Der Zustimmungsvorbehalt entspricht keiner einschlägigen Norm des Gesellschafts- oder Privatstiftungsrechts, das Interessenkollisionen verhindern oder auflösen will. Dies bedeutet, dass der Stifter mit dem Zustimmungsvorbehalt eine über gesetzliche Vorschriften hinausgehende zusätzliche Absicherung bei Interessenkollisionen zwischen der Stiftung und (in casu) Angehörigen von Stiftungsvorstandsmitgliedern normieren wollte.

Dass eine Privatstiftung Liegenschaften erwirbt und in der Folge verwaltet (wozu auch Bau- und Renovierungsarbeiten gehören), ist keine gewerbsmäßige Tätigkeit, die § 1 Abs 2 Z 1 PSG widerspräche. Die Verwaltung eigenen Vermögens ist der Privatstiftung jedenfalls gestattet.
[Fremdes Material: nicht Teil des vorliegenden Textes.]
PR #557, opened 2026-01-29
Add per-session save files/session manager script

philippossfrn:
- Modified resurrect_file_path() to save sessions using session name
  - Prompts user to name session if using default numeric name
  - Added session manager script to $HOME/bin/ on install
    - Interactive menu to attach, delete, or rename saved sessions
  - Allows multiple distinct session saves instead of single global file

What the change does                                                                                                                                                                        
                                                                                                                                                                                              
  This modification enhances tmux-resurrect to save session state on a per-session basis rather than using a single global save file. Additionally, it includes a session manager script that 
  provides an interactive menu for managing saved sessions.                                                                                                                                   
                                                                                                                                                                                              
  Core changes:                                                                                                                                                                               
  - Modifies resurrect_file_path() to use the tmux session name as the save filename (e.g., ~/.tmux/resurrect/dev-project.txt instead of last)                                                
  - Prompts the user to name their session if it still has the default numeric name (e.g., 0, 1)                                                                                              
  - Installs a tmux-session-manager script to $HOME/bin/ that allows users to:                                                                                                                
    - Attach to a previously saved session                                                                                                                                                    
    - Delete saved session files                                                                                                                                                              
    - Rename saved sessions                                                                                                                                                                   
                                                                                                                                                                                              
  Why it's useful                                                                                                                                                                             
                                                                                                                                                                                              
  - Multiple project workflows: Keep separate save states for different projects without overwriting each other                                                                               
  - Cleaner organization: Session saves are named meaningfully instead of using timestamps                                                                                                    
  - Easy management: The session manager script provides a simple way to browse, clean up, or reorganize saved sessions without manually navigating the resurrect directory                   
  - Safer restores: Restoring one session won't accidentally load state from a completely different project                                                                                   
                                                                                                                                                                                              
  Breaking changes                                                                                                                                                                            
                                                                                                                                                                                              
  - Save file location changed: Existing saves in ~/.tmux/resurrect/last will not be automatically migrated. Users should manually restore their old session once, then save it under the new 
  naming scheme.                                                                                                                                                                              
  - Session naming prompt: Users with default-named sessions will now be prompted to provide a name on first save. This can be skipped by pre-naming sessions with tmux rename-session.

### DIFF
--- a/resurrect.tmux
+++ b/resurrect.tmux
@@ -31,10 +31,161 @@ set_script_path_options() {
 	tmux set-option -gq "$restore_path_option" "$CURRENT_DIR/scripts/restore.sh"
 }
 
+install_attach_script() {
+	local bin_dir="$HOME/bin"
+	local attach_script="$bin_dir/attach"
+
+	# Only create if attach script doesn't already exist
+	if [[ -f "$attach_script" ]]; then
+		return 0
+	fi
+
+	# Create $HOME/bin if it doesn't exist
+	mkdir -p "$bin_dir"
+
+	# Create the attach script
+	cat > "$attach_script" << ATTACH_SCRIPT
+#!/bin/bash
+
+# Directory where tmux-resurrect saves sessions
+RESURRECT_DIR="\$HOME/.tmux/resurrect"
+
+# Path to restore script (set at install time)
+RESTORE_SCRIPT="$CURRENT_DIR/scripts/restore.sh"
+
+# Check if the directory exists
+if [[ ! -d "\$RESURRECT_DIR" ]]; then
+    echo "Error: Tmux-resurrect directory not found at \$RESURRECT_DIR"
+    exit 1
+fi
+
+# List saved sessions
+echo "Available saved tmux sessions:"
+SAVED_SESSIONS=(\$(find "\$RESURRECT_DIR" -maxdepth 1 -type f ! -name "last" ! -name "readme*" -printf "%f\n" | sort))
+if [[ \${#SAVED_SESSIONS[@]} -eq 0 ]]; then
+    echo "No saved sessions found."
+    exit 0
+fi
+
+# Display session names
+for i in "\${!SAVED_SESSIONS[@]}"; do
+    echo "\$i) \${SAVED_SESSIONS[\$i]}"
+done
+
+echo ""
+echo "Options: [number] to restore, [d/D] to delete, [r/R] to rename"
+read -p "Enter your choice: " CHOICE
+
+# Handle delete option
+if [[ "\$CHOICE" =~ ^[dD]\$ ]]; then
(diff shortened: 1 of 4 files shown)


resurrect.tmux
```diff
@@ -31,10 +31,152 @@ set_script_path_options() {
 	tmux set-option -gq "$restore_path_option" "$CURRENT_DIR/scripts/restore.sh"
 }
 
+install_attach_script() {
+	local bin_dir="$HOME/bin"
+	local attach_script="$bin_dir/attach"
+
+	# Only create if attach script doesn't already exist
+	if [ -f "$attach_script" ]; then
```
laur89: Wouldn't mix posix `[]` with bash's `[[]]`. If we're writing bash, let's stay in bash syntax.
This applies not only to this line, but throughout this patch.

resurrect.tmux
```diff
@@ -31,10 +31,152 @@ set_script_path_options() {
...
+
+# Check if the directory exists
+if [ ! -d "$RESURRECT_DIR" ]; then
+    echo "Error: Tmux-resurrect directory not found at $RESURRECT_DIR"
+    exit 1
+fi
+
+# List saved sessions
+echo "Available saved tmux sessions:"
+SAVED_SESSIONS=($(ls "$RESURRECT_DIR" | grep -vE 'last|readme'))
```
laur89: `ls` is generally frowned upon in script usage. Best collect directory contents using `find`. That way there's also no need for the filtering `grep`, as find can provide that functionality.

resurrect.tmux
```diff
@@ -31,10 +31,152 @@ set_script_path_options() {
...
+# Check if 'last' is a symlink and remove it if necessary
+if [ -L "$RESURRECT_DIR/last" ]; then
+    rm "$RESURRECT_DIR/last"
+fi
+
+# Copy the selected session to 'last'
+cp "$RESURRECT_DIR/$SELECTED_SESSION" "$RESURRECT_DIR/last"
+
+# Ensure the tmux server is running by creating a detached session
+tmux new-session -d -s temp_session 2>/dev/null
```
laur89: Maybe I'm paranoid, but would randomize the temp session name just in case. E.g. `temp_session="temp-session-$RANDOM"`

philippossfrn: Good catch, also added a timestamp suffix to avoid creating more than one session with the same name

resurrect.tmux
philippossfrn: Nice thought, done.

resurrect.tmux
philippossfrn: Good point, fixed. Replaced all [ ] with [[ ]] for consistent bash syntax throughout the script.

Zur Vermögensverwaltung gehört auch die Befugnis, Vermögen im Rahmen des Stiftungszwecks umzuschichten, was auch den Erwerb von Liegenschaften einschließt.

Aber nicht alle im Rahmenvertrag genannten Vertragsgegenstände unterliegen automatisch dem Zustimmungsvorbehalt, wie insbesondere die „Begleitung und Beratung bei der Vorbereitung von Konzerten und anderen Veranstaltungen, sowie bei der Werbung für solche und bei der Durchführung“. Die (nicht bloß einmalige, sondern dauerhaft beabsichtigte) Organisation von kulturellen Veranstaltungen (etwa in den stiftungseigenen Immobilien) könnte nämlich durchaus eine gewerbsmäßige Tätigkeit darstellen, die der Privatstiftung gem § 1 Abs 2 Z 1 PSG verboten ist, wenn es sich nicht nur um eine Nebentätigkeit handelt. Eine solche Tätigkeit könnte und müsste diesfalls die Tochtergesellschaft ausüben.